PROBLEM STATEMENT:
Pull every line with the word "weak" out of the entries below.

(DATA FOR THIS TASK begins)

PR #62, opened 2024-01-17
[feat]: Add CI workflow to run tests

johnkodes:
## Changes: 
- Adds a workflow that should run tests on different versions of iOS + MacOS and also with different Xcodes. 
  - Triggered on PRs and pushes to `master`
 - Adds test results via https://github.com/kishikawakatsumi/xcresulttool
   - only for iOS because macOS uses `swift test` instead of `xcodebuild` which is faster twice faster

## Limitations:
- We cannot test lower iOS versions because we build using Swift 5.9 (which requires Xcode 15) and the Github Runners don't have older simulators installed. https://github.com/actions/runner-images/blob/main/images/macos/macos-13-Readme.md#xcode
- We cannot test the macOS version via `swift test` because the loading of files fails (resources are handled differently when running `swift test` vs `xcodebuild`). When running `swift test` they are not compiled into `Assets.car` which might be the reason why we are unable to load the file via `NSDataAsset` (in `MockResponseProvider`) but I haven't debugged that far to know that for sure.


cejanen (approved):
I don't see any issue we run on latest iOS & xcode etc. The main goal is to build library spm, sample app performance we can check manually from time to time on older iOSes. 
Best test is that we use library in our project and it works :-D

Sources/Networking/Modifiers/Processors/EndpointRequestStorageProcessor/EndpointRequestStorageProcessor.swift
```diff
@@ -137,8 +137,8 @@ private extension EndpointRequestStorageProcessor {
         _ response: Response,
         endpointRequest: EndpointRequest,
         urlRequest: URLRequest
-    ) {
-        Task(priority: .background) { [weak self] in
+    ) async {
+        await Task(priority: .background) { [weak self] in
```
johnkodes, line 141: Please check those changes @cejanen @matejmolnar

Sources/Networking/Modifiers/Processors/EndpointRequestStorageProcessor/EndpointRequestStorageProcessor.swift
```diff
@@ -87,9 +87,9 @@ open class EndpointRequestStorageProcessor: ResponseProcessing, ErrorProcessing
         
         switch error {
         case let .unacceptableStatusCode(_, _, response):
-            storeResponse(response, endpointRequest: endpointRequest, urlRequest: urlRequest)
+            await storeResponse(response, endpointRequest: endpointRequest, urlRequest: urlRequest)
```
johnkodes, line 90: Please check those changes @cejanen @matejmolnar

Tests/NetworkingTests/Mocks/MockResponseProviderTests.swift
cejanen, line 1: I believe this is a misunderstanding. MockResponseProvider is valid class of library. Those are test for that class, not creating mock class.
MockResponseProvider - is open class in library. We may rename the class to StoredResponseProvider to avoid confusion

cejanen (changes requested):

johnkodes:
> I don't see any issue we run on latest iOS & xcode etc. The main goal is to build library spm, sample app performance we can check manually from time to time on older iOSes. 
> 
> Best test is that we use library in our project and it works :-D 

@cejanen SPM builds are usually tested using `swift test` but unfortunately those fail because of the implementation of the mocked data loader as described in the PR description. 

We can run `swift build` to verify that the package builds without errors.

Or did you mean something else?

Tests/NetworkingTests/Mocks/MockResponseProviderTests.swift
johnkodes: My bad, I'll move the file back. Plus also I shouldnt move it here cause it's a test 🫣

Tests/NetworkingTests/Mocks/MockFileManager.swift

(DATA FOR THIS TASK ends)

OUTPUT FOR THIS EXERCISE:
-        Task(priority: .background) { [weak self] in
+        await Task(priority: .background) { [weak self] in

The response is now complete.